= Task description =
Using the data below, return the stretch from the line that contains "PR #219, opened 2023-04-13" through the line that contains "-1,0 +1,14 @@", both included, exactly as it stands and nothing beyond it.

┌────────

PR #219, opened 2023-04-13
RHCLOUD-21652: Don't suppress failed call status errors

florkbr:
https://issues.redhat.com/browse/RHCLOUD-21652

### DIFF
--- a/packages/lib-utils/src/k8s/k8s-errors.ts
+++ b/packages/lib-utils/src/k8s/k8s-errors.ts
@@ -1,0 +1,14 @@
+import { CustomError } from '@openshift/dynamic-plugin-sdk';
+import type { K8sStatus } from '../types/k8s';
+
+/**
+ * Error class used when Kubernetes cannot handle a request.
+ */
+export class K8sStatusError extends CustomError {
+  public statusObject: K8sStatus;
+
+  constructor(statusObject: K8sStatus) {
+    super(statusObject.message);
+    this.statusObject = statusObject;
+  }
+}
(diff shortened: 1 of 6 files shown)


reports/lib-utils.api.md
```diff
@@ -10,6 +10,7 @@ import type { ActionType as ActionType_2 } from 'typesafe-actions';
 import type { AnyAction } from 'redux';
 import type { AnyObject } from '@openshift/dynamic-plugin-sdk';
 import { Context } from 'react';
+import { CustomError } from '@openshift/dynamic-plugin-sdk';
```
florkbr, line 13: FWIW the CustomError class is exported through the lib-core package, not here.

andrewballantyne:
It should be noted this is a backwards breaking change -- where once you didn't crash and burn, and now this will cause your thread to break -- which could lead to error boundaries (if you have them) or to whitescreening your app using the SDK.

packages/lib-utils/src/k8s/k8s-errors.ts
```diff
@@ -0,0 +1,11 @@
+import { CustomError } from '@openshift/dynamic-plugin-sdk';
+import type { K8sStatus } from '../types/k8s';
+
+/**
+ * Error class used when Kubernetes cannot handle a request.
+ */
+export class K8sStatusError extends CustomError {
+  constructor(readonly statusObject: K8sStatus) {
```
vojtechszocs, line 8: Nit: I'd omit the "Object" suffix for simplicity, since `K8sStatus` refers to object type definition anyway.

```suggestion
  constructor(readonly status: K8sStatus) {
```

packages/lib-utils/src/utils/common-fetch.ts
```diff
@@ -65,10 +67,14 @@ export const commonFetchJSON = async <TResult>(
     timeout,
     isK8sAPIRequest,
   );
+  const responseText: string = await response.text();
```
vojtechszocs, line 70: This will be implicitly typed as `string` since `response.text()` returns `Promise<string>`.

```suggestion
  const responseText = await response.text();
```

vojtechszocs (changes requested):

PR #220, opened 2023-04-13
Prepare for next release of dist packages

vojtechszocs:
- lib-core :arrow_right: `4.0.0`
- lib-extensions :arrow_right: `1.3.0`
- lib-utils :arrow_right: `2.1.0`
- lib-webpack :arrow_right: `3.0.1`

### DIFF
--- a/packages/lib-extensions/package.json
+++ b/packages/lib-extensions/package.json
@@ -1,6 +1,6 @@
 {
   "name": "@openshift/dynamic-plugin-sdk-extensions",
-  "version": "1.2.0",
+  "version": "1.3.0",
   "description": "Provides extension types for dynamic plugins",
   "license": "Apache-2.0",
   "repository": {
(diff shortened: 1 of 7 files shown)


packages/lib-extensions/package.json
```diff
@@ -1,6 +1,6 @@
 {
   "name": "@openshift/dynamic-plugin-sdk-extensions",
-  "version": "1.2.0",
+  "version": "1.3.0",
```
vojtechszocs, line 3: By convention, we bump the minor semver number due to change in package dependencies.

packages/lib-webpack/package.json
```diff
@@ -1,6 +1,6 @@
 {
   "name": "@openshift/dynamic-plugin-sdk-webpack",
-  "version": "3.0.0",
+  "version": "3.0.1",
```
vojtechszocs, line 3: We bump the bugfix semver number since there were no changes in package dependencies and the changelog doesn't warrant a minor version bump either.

└────────
┌────────

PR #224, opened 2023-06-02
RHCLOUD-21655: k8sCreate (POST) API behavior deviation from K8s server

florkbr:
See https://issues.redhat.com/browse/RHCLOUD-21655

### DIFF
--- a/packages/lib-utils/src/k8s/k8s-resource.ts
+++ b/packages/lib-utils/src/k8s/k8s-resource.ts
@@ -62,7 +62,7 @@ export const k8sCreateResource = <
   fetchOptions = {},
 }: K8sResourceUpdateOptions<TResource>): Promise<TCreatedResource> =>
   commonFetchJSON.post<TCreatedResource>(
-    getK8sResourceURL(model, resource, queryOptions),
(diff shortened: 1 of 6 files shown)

└────────

= Written response =
PR #219, opened 2023-04-13
RHCLOUD-21652: Don't suppress failed call status errors

florkbr:
https://issues.redhat.com/browse/RHCLOUD-21652

### DIFF
--- a/packages/lib-utils/src/k8s/k8s-errors.ts
+++ b/packages/lib-utils/src/k8s/k8s-errors.ts
@@ -1,0 +1,14 @@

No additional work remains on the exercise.